Experimenting with Content-based Recommender Systems on The Movies Dataset

Primary LanguageJupyter Notebook

Content-based Filtering

Content-based filtering aims to recommend items based on the characteristics of the items themselves. For a given user, we try to recommend them items which are similar to the items they like. In this example, we might recommend "The Dark Knight Rises" and "Inception" to someone who has highly rated "Batman Begins" and "Inception". This recommendation is based on insight into the movies. This insight can be gained from various features about the movies.

Popularity-based Recommenders

The movie_metadata.csv file has two fields of that allude to the popularity of the movies vote_average and vote_count. We could simply rank the movies by their vote_average which is basically their average rating. However, there might be some movies which have a high rating with a very small amount of votes. To mitigate this we can use a weighted rating:

$$ \textit{WR} = (v / (v + m) * r) + (m / (v + m) * c) $$

Here, $v$ is the vote_count, $r$ is the vote_average, $m$ is the 90% quantile of the vote_count, $c$ is the vote_average. This scheme tempers the previously stated effect.

Similarity-based Recommenders

Instead of simply looking at how popular the movies are, we can also take a peek at their contents. Using these features, if we can get a measure of similarity between the movies the user has already rated and the rest of the movies. Then we can weight each of these similarities with the user's ratings to get an estimated ordering on the movies we want to recommend to the user.

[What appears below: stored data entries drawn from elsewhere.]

PR #1233, opened 2023-03-17
Allow custom healthcheck actions to be configured

jelly:
When a containers healthcheck fails a user can now configure what specific action needs to happen for example, kill or restart. Podman's rest api uses an int for the health check options so we carry our own object with the options

* [ ] This needs a version check as this feature has been added in 4.3
* [ ] Also fix the helpertext... :)


src/ImageRunModal.jsx
```diff
@@ -1054,6 +1064,27 @@ export class ImageRunModal extends React.Component {
                                     onPlus={() => this.onPlusOne('healthcheck_retries')}
                                     onChange={ev => this.onValueChanged('healthcheck_retries', parseInt(ev.target.value) < 0 ? 0 : ev.target.value)} />
                         </FormGroup>
+                        {this.props.version.localeCompare("4.3", undefined, { numeric: true, sensitivity: 'base' }) >= 0 &&
```
martinpitt, line 1067: Locale specific version comparison sounds weird/dangerous. It seems better to split on `.` and compare them as lists, which seems to work very nicely. (e.g. `[4,2] > [4,3]`). But if `numeric` DTRT here, fine.

test/check-application
```diff
@@ -2056,6 +2056,9 @@ class TestApplication(testlib.MachineCase):
         b.wait_val("#run-image-healthcheck-retries input", 2)
         if auth:
             b.assert_pixels('.pf-c-modal-box', "healthcheck-modal", skip_layouts=["rtl"])
+        # Test that the healtcheck option is not available before podman 4.3
```
martinpitt, line 2059: healt"h"

test/check-application
```diff
@@ -2111,6 +2114,39 @@ class TestApplication(testlib.MachineCase):
...
+        b.set_input_text('#run-image-dialog-healthcheck-command', '/bin/test -f /healthy')
+        b.set_input_text('#run-image-healthcheck-interval input', '1')
+        b.set_input_text('#run-image-healthcheck-timeout input', '1')
+        b.select_from_dropdown("#run-image-healthcheck-action", 2)  # Kil
+        b.click('.pf-c-modal-box__footer #create-image-create-run-btn')
+
+        self.waitContainerRow(containername)
+        self.toggleExpandedContainer(containername)
+        b.wait(lambda: self.getContainerAttr(containername, "State") == "RunningHealthy")
+        # Removing the file should kill the container
```
martinpitt, line 2144: kil"l"

martinpitt (commented):
Thanks! This looks good enough to me, I just have some questions and suggestions.

@garrett should also look at this for the string changes, but he already has a review request.

src/ImageRunModal.jsx
```diff
@@ -52,6 +52,14 @@ const units = {
     },
 };
 
+// healthchecks.go HealthCheckOnFailureAction
+const HealthCheckOnFailureAction = {
+    0: _("None"),
```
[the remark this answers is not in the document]
jelly: This is the default option for a full reference from `man podman-run`:

              • none: Take no action.

              • kill: Kill the container.

              • restart: Restart the container.  Do not combine the restart action with the --restart flag.  When running inside of a systemd unit, consider using  the
                kill or stop action instead to make use of systemd's restart policy.

              • stop: Stop the container.

src/ImageRunModal.jsx
jelly: Right, that would require fixing of.. multiple occurrences:

```
[jelle@t14s][~/projects/cockpit-podman]%git grep localeCompare | wc -l
6
```

I'd prefer to do this in a follow up.

test/check-application
jelly: I don't see a typo here :eyes:

src/ImageRunModal.jsx
```diff
@@ -52,6 +52,14 @@ const units = {
...
+    2: _("Kill"),
+    3: _("Restart"),
+    4: _("Stop"),
```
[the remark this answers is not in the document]
jelly: Maybe we should show the text above ^?

src/ImageRunModal.jsx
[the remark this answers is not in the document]
martinpitt: Doesn't explain the use case, but hmmkay

test/check-application
```diff
@@ -2111,6 +2114,39 @@ class TestApplication(testlib.MachineCase):
...
+
+        containername = "healthaction"
+        b.set_input_text("#run-image-dialog-name", containername)
+        b.set_input_text("#run-image-dialog-command", "/bin/sh -c 'echo 1 > /healthy && sleep infinity'")
+
+        b.click("#pf-tab-2-create-image-dialog-tab-healthcheck")
+        b.set_input_text('#run-image-dialog-healthcheck-command', '/bin/test -f /healthy')
+        b.set_input_text('#run-image-healthcheck-interval input', '1')
+        b.set_input_text('#run-image-healthcheck-timeout input', '1')
+        b.select_from_dropdown("#run-image-healthcheck-action", 2)  # Kil
```
martinpitt, line 2138: *This* is the kil"l" typo :grin:

src/ImageRunModal.jsx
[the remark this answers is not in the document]
martinpitt: That doesn't explain anything else, just appends "the container" (which is implied)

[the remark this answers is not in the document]
martinpitt: I honestly don't know what the difference is -- my hunch would be "stop == SIGTERM pid 1" and "kill == SIGKILL all processes in the container". Relying on an orderly shutdown if a health check fails (and processes are likely broken) seems a bit useless. My point is, we should explain when to use a situation. Same for "None" -- if that's the default, it seems totally pointless.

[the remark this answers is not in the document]
jelly: Seems my comment got lost now:

              • none: Take no action.

              • kill: Kill the container.

              • restart: Restart the container.  Do not combine the restart action with the --restart flag.  When running inside of a systemd unit, consider using  the
                kill or stop action instead to make use of systemd's restart policy.

              • stop: Stop the container.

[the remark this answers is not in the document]
martinpitt: Not lost, just hidden behind resolved". :grin: But that's what my [reply above](https://github.com/cockpit-project/cockpit-podman/pull/1233#discussion_r1150439031) refered to.

martinpitt:
> Additionally, the order seems wrong. Shouldn't it be "None", "Restart", "Stop", "Kill"... going from likely and softer actions to less likely and more severe? 

I don't have that much experience with it, but IMHO with broken containers where the watchdog fires, the more "likely" (sensible) action are the "more severe" ones. For example, "None" is not even an action, and watchdogs are a no-op with it.

src/ImageRunModal.jsx
jelly: So, what about we also stop using passing version around everywhere because that is super annoying. Maybe we should use a context provider or useContext? Because we pass a *ton* of properties around.

garrett (approved):
:+1: LGTM! Thanks for making the changes!

src/ImageRunModal.jsx
```diff
@@ -157,6 +165,7 @@ export class ImageRunModal extends React.Component {
             healthcheck_timeout: 30,
             healthcheck_start_period: 0,
             healthcheck_retries: 3,
+            healthcheck_action: 0,
```
martinpitt, line 168: I still object to this default -- "No action" is completely pointless for a watchdog. "Force stop" may be a better default. What is the default on main where users can't configure the action type?

src/ImageRunModal.jsx
```diff
@@ -52,6 +52,14 @@ const units = {
     },
 };
 
+// healthchecks.go HealthCheckOnFailureAction
+const HealthCheckOnFailureActionOrder = [
+    { value: 0, label: _("No action") },
+    { value: 3, label: _("Restart") },
+    { value: 4, label: _("Stop") },
+    { value: 2, label: _("Force stop") },
```
martinpitt, line 60: This looks weird -- what' is value 1? And can we keep it sorted numerically? It looks like something went wrong here.

martinpitt (changes requested):

src/ImageRunModal.jsx
jelly: This is the default of podman itself, should we really override that behaviour. It doesn't sound correct and it would be a breaking change.

https://docs.podman.io/en/latest/markdown/podman-run.1.html#health-on-failure-action

src/ImageRunModal.jsx
jelly: This is just wrong now, we can keep it numerically sorted but then need something else to sort it correctly for the UI.

martinpitt: Oh, that's the order in which we show it in the UI, I see. Keep it then, yes.

src/ImageRunModal.jsx
martinpitt: Hm, this really leaves us between a rock and a hard place. It makes sense to keep the UI compatible with the CLI. But it does tell me that our current feature in `main` is broken: you can configure a health check command, and then it is a complete no-op? Likewise with the CLI, if you do a `--health-cmd`, it goes entirely ignored? That is at least worth a podman bug report.

I have no strong opinion between defaulting to "kill" (and configuring a container to auto-spawn, like on k8s), or "restart" (which may make more sense without wrapping in systemd).

martinpitt: So in the interest of not blocking this PR, we can do this as a follow-up. But I am really not happy about this..

PR #1239, opened 2023-03-22
Make inserting a value with an equals not always split in to key/value

### LINKED ISSUE #1090: cannot enter equals sign (=) into the value field of an environment variable

jelly:
After the introduction of the multi insert feature, users could no longer insert a value with an equals sign.

Closes #1090


jelly:
> Looks good, but lots of test failures. Some might be flakes?

Yes, podman has been flaking a lot in my PR's lately. I'll book some time tomorrow or Friday to investigate the top flakes.

jelly:
Reqruires a pixel test update

martinpitt (approved):
Dankjewel!

PR #1240, opened 2023-03-23
Fix dd flake and improve 

jelly:
This should fix one of the common flakes in the recent PR's.

### DIFF
--- a/test/check-application
+++ b/test/check-application
@@ -15,8 +15,6 @@ sys.path.append(os.path.join(os.path.dirname(TEST_DIR), "bots/machine"))
 from machine_core import ssh_connection  # noqa
 import testlib  # noqa
 
-from lib.constants import OSTREE_IMAGES # noqa
-
 REGISTRIES_CONF = """
 [registries.search]
 registries = ['localhost:5000', 'localhost:6000']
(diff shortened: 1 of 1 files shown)


test/check-application
```diff
@@ -1084,8 +1082,9 @@ class TestApplication(testlib.MachineCase):
             self.assertIn(full[1], ["GB", "MB"])
 
             # Test that the value is updated dynamically
-            self.execute(auth, "podman exec -i swamped-crate sh -c 'dd bs=1024 count=1000000 < /dev/urandom > /dev/null'")
+            self.execute(auth, "podman exec -di swamped-crate sh -c 'dd bs=1024 < /dev/urandom > /dev/null'")
```
martinpitt, line 1085: Hmm, that means the `podman exec` command itself will stay around for that long? Does that block the `restart`, or is that fast? I'd feel a bit easier if this would use `&` instead of `-d`, and `pkill dd` instead of `podman restart`.

There are lots of flakes, perhaps that would help a bit?

jelly: There are a ton of unrelated flakes, I don't see how they relate to `podman exec`. But maybe a kill is better as a restart is slow.

martinpitt:
At first sight, the failures are unrelated and random, but there are some patterns. But this only touches testPods, and that now succeeded everywhere except [here](https://cockpit-logs.us-east-1.linodeobjects.com/pull-1240-20230323-123049-cf8a13e1-rhel-9-2/log.html#25-1). But that's again a different cause.

So I'd say, let's land this (after some retries to not land red), and look at the other flakes separately? Thanks for hunting these down!

PR #1245, opened 2023-03-28
Reuse esbuild configuration with main cockpit project

KKoukiou:
This introduces the override for breakpoints, therefore pixel test updates are required.


martinpitt (approved):
Nice!

PR #1247, opened 2023-03-28
fmf: Split into three plans

martinpitt:
A single run already takes half an hour if all tests pass, and a full hour if there are many failures. That's massively longer than the < 10 mins that they take on our upstream CI.

Split the tests into three parts and run them in parallel plans.

----

Comparison with recent single-plan runs: [c8s](https://artifacts.dev.testing-farm.io/7590103b-29d0-4deb-98c3-69f3f2a5010e/) took 29 min ; [F38](https://artifacts.dev.testing-farm.io/9584be6a-c8be-4063-ac93-85675fefe8c4/) took 27 min (pipeline.log) The tests here take between 16 and 21 mins, so about 33% to 50% less.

This measure of similarity is quite straightforward for say something like the genres field where we can simply one-hot encode the genres and use cosine similarity to compare the movies. For other fields like say the keywords field, its more complicated. For fields like this with a large number of categories like crew and cast, one-hot encoding these features can get cumbersome. We can concatenate all the category names into a long string and use the CountVectorizer in scikit-learn to get a matrix representing the presence of all the categories in the movies. After this we can use cosine similarity to compare two movies.

Of course, we don't have to restrict ourselves to just a singular features. Since all the features are converted into strings, we can concatenate all of these into a single "soup" features and use the same method on this engineered feature.

Text Similarity-based Recommenders

An interesting feature in the metadata is the movie overview. This actually just contains text. We could remove all the stop words and perform stemming to reduce similar words but just comparing frequency of various words in the overview is not enough. We need a measure of importance for the words. TF-IDF (term frequency–inverse document frequency) is the perfect candidate for this job.

Comparison

Comparing different content-based rankers

Surprisingly, just recommending popular movies seems to be the best performing approach. The overview field shows a lot of promise but it doesn't contain enough text for TF-IDF to do its magic. To truly get the most of this feature, we need a much more sophisticated way to extract the insight contained in the overview. Another interesting observation is that, all the similarity based rankers don't perform as well. A problem with the keywords and genre fields is that they cast the net too wide. In the future, instead of using these fields to rank the movies, we could use them to narrow down the search space and then use a more expensive but powerful technique to determine the final ranks.